Dataset entries:
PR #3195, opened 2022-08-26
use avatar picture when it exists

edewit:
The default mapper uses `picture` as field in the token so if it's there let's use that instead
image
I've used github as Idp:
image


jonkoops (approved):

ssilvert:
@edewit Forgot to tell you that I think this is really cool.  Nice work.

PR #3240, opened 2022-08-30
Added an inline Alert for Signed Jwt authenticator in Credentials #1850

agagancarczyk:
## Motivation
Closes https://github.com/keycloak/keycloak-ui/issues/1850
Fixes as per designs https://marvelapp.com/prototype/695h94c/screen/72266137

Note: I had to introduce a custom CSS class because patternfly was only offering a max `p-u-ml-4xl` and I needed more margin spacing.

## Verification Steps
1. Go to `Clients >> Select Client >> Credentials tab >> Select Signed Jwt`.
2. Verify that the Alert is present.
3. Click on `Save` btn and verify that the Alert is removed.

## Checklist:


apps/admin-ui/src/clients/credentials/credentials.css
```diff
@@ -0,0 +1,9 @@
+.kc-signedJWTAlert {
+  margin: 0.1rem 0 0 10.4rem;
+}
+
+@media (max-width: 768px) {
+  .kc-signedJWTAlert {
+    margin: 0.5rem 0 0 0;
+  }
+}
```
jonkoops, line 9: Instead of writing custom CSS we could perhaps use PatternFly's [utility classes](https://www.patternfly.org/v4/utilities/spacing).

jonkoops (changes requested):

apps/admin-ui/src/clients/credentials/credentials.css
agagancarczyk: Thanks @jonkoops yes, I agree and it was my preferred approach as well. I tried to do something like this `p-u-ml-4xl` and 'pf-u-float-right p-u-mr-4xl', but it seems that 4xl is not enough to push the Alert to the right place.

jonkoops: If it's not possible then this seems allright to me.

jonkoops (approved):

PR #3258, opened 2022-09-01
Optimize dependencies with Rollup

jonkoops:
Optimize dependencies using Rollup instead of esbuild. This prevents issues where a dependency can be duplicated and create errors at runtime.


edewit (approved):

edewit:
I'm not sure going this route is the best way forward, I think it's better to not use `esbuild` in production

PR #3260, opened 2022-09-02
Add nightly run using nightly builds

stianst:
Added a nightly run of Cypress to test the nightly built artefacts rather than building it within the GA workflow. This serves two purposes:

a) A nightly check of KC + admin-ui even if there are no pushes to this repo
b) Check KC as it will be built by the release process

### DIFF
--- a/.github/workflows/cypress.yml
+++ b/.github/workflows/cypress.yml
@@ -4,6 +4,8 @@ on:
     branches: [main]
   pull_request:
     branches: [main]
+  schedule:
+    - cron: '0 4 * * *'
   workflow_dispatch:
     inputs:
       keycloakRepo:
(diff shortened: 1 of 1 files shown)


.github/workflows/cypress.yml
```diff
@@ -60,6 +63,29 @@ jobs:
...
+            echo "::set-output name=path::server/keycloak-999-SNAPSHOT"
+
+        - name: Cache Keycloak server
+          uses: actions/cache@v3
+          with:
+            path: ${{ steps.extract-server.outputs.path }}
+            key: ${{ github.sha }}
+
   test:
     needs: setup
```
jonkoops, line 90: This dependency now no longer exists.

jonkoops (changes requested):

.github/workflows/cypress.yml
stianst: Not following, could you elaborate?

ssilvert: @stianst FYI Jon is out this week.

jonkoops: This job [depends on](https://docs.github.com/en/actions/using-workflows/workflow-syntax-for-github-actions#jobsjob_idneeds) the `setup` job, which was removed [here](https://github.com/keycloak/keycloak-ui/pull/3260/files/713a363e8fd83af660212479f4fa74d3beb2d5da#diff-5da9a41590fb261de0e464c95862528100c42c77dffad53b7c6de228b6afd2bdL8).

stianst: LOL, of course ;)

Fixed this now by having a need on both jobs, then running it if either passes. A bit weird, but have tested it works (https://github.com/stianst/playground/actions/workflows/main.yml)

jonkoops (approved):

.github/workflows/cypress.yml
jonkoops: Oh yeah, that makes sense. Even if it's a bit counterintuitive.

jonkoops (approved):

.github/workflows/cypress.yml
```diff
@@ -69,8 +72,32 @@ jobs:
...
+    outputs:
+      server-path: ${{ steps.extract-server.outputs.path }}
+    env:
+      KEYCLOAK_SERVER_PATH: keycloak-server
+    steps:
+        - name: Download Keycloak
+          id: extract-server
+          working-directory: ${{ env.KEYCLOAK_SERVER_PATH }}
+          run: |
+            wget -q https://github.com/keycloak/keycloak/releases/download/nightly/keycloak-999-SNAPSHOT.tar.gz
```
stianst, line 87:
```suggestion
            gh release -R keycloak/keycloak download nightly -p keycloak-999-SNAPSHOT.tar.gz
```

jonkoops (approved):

Problem to work on:
All lines from the top of the data through the line containing "Forgot to tell" need to be retyped exactly, and nothing more.

Solved problem:
PR #3195, opened 2022-08-26
use avatar picture when it exists

edewit:
The default mapper uses `picture` as field in the token so if it's there let's use that instead
image
I've used github as Idp:
image


jonkoops (approved):

ssilvert:
@edewit Forgot to tell you that I think this is really cool.  Nice work.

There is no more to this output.